Ich erinnere mich  mit Freude daran wie spontan und ohne Nachdenkpause alle Winzer sofort zusagten und die Strapazen der langen Anreisen nicht scheuten.

Ich freute und freue mich ganz besonders darüber, wie sich in der Planungsphase die ganze Mannschaft des Pretzhofes mit Begeisterung in dieses Projekt stürzte, allen voran meine Familie und meine Frau Ulli.

Ich freute mich ganz besonders, als jene Partner und jene Stammlieferanten, die uns schon jahrzehntelang begleiten, auch diese Herausforderung, die für alle kräftezehrend und  oft mühsam war, ohne jeglichen Zweifel annahmen und zu jeder Uhrzeit ihre Dienste und Arbeit mit großer Professionalität und Begeisterung in die Hand nahmen.

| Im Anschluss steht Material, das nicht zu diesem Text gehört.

PR #769, opened 2019-12-31
Update README.md

DurgaPrasadWebDev:


htdvisser (changes requested):
Thanks for the improvement, @DurgaPrasadWebDev!

These docs are generated, so this line would actually need to be updated in

https://github.com/TheThingsNetwork/ttn/blob/develop/ttnctl/cmd/gateways_collaborators_add.go#L13

after which the docs can be regenerated with `make docs`.

johanstokking:
@DurgaPrasadWebDev will you update this PR? Thanks in advance!

htdvisser:
With The Things Network V2 shut down, we're going to archive this repository. This pull request will be locked.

Dies alles war notwendig, waren wir doch in einem Schloss zu Gast, das schöner nicht hätte sein können und das wir als leerstehenden Ansitz aus einem jahrelangen Tiefschlaf holten.

Jetzt in Ruhe und im Nachhinein betrachtet, gelang es uns, ein ganz großes Fest der besonderen Weine, der ganz besonderen Persönlichkeiten, die hinter diesen Weinen stehen und hoffentlich einen nachhaltigen, unvergesslichen Tag für unsere Kunden und Gäste zu organisieren.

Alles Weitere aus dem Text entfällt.